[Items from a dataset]
---------------

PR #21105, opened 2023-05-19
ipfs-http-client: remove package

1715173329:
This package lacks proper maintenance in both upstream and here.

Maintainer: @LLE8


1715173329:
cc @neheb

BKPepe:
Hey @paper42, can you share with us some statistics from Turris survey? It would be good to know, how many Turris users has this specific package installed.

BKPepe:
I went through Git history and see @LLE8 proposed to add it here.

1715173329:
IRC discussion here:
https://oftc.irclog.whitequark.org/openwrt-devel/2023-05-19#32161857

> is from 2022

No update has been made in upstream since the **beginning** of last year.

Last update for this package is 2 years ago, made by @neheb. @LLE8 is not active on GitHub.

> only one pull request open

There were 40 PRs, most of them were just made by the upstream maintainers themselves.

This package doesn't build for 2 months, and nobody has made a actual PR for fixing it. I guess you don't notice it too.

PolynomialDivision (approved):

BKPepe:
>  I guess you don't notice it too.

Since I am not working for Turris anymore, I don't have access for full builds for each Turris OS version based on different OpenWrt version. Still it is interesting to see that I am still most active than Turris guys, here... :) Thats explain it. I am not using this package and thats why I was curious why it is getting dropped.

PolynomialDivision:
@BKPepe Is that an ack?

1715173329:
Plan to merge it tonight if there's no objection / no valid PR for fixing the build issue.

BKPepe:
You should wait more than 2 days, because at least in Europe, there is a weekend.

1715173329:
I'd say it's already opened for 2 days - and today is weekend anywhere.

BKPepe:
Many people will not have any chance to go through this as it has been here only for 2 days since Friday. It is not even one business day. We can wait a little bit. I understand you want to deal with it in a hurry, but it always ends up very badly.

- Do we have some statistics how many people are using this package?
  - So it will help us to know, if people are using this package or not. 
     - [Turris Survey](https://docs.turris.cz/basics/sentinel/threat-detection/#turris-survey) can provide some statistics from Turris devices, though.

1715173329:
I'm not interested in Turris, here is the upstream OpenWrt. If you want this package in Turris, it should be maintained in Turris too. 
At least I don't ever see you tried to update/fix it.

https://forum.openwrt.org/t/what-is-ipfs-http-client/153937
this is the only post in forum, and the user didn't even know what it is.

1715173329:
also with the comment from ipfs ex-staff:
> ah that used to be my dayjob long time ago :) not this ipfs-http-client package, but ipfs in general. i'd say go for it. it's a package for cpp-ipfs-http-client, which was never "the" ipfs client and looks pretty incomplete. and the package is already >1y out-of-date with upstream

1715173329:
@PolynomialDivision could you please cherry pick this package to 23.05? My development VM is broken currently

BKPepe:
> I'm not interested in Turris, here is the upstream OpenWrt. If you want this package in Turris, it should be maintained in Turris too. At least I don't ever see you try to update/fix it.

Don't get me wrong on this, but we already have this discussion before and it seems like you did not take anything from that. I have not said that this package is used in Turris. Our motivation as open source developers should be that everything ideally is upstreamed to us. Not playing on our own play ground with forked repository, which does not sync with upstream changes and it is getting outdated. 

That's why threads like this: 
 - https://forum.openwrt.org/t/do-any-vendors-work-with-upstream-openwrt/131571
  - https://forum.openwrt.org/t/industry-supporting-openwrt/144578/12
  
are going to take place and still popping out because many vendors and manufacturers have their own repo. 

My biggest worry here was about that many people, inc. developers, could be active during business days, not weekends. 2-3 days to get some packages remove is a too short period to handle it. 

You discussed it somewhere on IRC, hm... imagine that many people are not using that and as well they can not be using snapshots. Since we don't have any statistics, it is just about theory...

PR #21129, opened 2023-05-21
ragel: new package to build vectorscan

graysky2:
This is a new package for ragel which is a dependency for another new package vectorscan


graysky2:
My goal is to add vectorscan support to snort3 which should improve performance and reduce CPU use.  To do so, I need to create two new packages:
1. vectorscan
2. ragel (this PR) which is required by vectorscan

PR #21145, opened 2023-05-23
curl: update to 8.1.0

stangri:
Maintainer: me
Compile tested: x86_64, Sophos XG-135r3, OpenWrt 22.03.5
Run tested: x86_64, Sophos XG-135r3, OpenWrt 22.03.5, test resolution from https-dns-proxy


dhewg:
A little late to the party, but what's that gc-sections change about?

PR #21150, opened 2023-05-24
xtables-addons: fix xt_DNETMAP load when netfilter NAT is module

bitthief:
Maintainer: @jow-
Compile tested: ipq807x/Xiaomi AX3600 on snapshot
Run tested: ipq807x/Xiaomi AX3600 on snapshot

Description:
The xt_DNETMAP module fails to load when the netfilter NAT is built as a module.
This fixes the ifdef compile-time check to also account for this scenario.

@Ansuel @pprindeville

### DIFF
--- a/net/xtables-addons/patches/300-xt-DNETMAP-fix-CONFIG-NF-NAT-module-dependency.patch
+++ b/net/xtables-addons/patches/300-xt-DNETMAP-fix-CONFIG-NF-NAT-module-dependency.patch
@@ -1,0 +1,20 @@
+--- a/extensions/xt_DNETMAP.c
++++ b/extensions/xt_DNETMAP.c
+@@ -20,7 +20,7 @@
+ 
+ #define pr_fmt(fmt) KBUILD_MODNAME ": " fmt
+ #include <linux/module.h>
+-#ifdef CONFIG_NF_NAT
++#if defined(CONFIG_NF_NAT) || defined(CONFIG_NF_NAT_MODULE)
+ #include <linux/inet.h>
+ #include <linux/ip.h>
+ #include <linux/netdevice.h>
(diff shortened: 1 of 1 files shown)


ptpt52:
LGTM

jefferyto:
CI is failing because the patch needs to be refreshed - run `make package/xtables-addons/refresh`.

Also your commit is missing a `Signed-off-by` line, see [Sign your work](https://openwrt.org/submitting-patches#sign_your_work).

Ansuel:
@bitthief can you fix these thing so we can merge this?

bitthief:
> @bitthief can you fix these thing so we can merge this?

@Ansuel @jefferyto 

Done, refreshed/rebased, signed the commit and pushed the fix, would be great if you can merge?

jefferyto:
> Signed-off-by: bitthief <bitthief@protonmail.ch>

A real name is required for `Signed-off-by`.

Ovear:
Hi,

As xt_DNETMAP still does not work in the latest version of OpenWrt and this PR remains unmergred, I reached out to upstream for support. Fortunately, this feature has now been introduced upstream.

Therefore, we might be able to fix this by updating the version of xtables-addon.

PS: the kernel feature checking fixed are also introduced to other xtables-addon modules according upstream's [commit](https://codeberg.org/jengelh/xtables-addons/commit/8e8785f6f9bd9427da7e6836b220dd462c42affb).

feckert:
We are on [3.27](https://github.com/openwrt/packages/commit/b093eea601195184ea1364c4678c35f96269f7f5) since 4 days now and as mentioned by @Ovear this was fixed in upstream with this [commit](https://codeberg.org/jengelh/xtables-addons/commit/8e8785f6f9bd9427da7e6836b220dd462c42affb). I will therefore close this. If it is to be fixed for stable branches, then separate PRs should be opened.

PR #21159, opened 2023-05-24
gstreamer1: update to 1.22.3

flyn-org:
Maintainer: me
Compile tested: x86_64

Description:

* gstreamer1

---------------

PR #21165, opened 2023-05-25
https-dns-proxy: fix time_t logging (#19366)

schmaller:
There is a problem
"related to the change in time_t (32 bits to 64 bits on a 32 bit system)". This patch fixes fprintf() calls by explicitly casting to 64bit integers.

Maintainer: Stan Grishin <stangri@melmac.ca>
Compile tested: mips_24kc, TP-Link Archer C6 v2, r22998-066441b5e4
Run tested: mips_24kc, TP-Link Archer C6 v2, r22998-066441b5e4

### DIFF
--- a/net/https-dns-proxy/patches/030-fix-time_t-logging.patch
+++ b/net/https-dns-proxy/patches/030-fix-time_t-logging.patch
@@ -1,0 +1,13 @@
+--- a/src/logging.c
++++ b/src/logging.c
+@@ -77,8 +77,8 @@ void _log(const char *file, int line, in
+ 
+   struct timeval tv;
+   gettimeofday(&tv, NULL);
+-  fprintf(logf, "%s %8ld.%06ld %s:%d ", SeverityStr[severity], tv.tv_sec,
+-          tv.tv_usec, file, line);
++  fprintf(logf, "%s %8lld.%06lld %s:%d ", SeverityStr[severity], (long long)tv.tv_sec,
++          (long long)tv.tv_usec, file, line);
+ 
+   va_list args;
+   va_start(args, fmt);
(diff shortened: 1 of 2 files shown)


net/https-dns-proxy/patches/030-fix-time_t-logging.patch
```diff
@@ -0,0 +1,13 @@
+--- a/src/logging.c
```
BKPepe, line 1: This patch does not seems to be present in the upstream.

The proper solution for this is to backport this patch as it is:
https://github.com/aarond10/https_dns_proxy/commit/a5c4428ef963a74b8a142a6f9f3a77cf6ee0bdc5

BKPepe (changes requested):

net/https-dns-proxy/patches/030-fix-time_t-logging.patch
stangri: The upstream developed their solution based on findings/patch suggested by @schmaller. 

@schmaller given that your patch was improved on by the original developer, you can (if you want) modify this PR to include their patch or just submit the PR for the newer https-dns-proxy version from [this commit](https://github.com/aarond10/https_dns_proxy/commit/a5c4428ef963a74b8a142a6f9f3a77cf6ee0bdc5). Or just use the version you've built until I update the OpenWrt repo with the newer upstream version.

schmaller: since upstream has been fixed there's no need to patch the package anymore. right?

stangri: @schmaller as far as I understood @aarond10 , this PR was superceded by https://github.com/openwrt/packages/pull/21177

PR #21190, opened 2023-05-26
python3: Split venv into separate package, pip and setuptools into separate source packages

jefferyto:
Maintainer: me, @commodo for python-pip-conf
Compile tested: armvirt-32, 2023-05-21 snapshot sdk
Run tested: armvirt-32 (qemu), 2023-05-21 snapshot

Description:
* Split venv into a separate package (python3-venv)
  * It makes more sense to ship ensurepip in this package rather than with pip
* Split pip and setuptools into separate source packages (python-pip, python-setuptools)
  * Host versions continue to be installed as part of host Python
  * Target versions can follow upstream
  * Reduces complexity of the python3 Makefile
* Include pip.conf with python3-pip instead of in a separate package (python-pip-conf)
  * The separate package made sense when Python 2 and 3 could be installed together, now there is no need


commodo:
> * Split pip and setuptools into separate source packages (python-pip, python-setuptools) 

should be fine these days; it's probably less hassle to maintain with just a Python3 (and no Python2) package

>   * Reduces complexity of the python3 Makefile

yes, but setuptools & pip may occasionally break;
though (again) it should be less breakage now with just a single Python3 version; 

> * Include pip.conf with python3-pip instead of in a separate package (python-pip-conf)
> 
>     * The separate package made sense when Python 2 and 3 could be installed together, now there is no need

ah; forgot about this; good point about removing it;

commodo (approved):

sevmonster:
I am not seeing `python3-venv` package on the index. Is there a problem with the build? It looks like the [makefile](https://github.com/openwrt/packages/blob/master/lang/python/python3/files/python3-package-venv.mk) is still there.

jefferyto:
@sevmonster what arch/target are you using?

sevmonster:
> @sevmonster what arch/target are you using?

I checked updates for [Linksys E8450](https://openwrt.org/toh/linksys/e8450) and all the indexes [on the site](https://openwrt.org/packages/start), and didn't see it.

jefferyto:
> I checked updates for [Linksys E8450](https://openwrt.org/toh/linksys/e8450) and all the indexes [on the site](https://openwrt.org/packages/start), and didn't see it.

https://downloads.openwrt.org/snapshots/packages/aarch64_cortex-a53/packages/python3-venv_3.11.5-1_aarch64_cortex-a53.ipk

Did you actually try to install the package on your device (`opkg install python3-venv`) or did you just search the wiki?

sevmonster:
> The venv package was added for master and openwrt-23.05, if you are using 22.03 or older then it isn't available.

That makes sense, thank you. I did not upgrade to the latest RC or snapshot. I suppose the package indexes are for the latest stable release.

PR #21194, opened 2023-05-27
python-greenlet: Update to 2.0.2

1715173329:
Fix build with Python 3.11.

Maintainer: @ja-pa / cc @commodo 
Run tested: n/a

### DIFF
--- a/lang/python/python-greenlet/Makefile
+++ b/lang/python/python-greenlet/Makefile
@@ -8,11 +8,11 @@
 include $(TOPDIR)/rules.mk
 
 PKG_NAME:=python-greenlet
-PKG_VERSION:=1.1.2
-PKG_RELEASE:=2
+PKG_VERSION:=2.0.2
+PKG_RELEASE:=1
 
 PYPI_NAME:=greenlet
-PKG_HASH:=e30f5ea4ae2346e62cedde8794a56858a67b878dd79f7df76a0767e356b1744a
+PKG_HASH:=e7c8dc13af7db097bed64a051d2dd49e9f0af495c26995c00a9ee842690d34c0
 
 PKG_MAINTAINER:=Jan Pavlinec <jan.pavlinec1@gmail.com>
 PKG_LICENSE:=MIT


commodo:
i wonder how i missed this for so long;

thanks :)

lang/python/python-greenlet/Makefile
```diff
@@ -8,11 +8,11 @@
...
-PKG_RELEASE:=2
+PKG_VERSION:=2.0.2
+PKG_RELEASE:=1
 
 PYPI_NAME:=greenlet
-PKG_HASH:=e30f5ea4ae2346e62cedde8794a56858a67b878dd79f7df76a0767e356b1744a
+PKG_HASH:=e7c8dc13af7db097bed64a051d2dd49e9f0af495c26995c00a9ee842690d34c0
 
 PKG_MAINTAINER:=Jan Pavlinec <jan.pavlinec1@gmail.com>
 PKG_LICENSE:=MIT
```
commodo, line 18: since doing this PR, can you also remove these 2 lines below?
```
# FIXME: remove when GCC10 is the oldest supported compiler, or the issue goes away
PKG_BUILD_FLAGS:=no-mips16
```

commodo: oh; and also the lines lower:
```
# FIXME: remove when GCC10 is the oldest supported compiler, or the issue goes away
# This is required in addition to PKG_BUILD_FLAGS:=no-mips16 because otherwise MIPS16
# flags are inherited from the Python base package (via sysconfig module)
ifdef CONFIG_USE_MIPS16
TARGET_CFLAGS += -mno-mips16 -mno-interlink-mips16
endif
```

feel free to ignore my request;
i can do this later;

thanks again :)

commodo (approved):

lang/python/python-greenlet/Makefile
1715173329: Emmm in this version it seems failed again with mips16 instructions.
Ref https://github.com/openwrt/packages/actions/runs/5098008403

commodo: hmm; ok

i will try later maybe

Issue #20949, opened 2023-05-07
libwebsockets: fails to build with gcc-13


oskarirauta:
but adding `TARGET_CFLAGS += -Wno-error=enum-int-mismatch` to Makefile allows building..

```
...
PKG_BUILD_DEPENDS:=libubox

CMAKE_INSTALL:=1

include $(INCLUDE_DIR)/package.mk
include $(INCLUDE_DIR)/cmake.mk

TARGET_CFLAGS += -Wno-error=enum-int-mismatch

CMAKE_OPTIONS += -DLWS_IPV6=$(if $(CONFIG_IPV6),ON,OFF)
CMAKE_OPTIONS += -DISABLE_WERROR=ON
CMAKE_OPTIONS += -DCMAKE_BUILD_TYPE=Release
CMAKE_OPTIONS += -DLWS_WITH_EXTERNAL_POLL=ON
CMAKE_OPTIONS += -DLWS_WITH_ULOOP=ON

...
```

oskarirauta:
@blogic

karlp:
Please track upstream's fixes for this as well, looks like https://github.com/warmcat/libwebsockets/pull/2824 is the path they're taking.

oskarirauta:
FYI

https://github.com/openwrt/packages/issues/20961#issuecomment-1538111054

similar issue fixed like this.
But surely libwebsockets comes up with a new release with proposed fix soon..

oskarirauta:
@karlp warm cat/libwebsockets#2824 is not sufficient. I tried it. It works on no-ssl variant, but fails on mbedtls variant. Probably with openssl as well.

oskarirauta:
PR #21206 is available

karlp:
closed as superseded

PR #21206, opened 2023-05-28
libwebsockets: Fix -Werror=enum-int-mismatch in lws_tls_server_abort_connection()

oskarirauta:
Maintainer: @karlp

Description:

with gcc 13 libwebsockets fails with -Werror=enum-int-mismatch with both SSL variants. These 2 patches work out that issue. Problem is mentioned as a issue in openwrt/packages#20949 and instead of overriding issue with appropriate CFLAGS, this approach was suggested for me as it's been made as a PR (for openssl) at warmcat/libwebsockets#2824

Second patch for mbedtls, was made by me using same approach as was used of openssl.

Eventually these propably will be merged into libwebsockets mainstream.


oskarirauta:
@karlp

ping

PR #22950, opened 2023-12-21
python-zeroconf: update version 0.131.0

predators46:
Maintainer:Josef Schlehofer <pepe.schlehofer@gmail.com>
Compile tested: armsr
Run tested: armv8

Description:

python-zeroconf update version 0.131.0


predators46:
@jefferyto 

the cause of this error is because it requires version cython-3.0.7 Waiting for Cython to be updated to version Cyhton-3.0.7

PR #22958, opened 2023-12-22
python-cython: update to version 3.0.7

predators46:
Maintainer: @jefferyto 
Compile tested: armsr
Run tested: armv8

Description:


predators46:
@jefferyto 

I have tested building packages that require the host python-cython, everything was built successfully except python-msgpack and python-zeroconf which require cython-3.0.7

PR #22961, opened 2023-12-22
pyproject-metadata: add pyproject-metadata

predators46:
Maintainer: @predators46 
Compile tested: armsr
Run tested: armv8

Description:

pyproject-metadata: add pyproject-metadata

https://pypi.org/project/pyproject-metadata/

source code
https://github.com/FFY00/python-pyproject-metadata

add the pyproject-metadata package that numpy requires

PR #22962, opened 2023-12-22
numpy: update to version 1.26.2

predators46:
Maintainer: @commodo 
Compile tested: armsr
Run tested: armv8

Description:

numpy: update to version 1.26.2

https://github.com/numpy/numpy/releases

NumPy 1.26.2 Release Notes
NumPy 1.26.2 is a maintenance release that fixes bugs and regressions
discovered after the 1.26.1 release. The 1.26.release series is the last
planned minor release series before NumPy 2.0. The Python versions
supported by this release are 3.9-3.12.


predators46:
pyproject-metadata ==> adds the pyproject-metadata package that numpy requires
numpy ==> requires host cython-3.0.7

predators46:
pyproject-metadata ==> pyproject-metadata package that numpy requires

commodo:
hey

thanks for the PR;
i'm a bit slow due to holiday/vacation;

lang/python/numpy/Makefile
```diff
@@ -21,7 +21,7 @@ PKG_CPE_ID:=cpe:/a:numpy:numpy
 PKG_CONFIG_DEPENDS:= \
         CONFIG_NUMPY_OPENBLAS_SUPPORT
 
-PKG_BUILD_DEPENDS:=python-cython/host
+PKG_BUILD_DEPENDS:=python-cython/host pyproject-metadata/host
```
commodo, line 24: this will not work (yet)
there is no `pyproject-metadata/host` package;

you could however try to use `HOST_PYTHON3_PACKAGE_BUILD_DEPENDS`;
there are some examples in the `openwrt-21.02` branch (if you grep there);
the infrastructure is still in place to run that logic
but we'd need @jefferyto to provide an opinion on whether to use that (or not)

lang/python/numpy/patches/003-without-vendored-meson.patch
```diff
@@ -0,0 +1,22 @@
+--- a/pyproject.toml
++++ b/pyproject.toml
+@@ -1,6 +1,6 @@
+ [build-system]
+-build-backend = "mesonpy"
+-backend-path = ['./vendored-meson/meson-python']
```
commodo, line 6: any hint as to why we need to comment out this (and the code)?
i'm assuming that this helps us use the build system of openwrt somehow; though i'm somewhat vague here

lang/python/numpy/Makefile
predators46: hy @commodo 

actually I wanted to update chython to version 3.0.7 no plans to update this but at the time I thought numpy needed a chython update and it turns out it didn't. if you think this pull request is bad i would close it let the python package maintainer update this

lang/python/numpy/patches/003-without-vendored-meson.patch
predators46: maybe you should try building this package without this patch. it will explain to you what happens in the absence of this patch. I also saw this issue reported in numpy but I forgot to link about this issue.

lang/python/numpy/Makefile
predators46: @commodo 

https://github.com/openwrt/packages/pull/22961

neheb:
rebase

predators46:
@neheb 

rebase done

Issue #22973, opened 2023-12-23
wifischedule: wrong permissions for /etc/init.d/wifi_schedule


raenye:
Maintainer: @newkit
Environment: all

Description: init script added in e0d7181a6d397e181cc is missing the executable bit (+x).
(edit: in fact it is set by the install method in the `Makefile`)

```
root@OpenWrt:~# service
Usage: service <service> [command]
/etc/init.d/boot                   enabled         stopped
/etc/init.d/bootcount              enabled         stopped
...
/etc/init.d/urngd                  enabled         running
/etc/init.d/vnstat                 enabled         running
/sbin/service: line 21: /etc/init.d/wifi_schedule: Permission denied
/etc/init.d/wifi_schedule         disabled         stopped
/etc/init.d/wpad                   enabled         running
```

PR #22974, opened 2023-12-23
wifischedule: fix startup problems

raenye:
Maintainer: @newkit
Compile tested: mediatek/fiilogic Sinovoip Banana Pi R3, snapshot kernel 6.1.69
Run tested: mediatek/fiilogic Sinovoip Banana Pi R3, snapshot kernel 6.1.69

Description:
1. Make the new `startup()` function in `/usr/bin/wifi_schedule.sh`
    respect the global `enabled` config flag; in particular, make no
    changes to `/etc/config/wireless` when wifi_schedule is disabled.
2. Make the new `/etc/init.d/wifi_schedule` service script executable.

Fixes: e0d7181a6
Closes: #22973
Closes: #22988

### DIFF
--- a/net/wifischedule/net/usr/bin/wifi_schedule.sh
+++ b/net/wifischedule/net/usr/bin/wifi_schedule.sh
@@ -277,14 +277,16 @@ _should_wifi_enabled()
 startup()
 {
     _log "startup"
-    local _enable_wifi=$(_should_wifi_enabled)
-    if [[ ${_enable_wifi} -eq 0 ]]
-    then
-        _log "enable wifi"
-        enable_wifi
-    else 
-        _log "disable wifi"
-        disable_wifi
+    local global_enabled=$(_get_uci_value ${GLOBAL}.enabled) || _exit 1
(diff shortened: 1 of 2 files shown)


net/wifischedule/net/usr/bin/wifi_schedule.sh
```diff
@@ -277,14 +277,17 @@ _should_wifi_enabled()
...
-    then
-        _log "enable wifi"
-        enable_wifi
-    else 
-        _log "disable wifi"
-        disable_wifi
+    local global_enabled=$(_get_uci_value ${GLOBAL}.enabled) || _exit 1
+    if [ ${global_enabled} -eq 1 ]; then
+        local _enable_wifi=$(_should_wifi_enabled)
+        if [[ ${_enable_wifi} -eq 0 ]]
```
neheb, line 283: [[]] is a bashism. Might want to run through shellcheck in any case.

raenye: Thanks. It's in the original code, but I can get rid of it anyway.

---------------

### What needs to be done
Quote the data above from the line containing "feel free to ignore my request;" to the line containing "Issue #20949, opened 2023-05-07", inclusive, and stop.

### The completed task
feel free to ignore my request;
i can do this later;

thanks again :)

commodo (approved):

lang/python/python-greenlet/Makefile
1715173329: Emmm in this version it seems failed again with mips16 instructions.
Ref https://github.com/openwrt/packages/actions/runs/5098008403

commodo: hmm; ok

i will try later maybe

Issue #20949, opened 2023-05-07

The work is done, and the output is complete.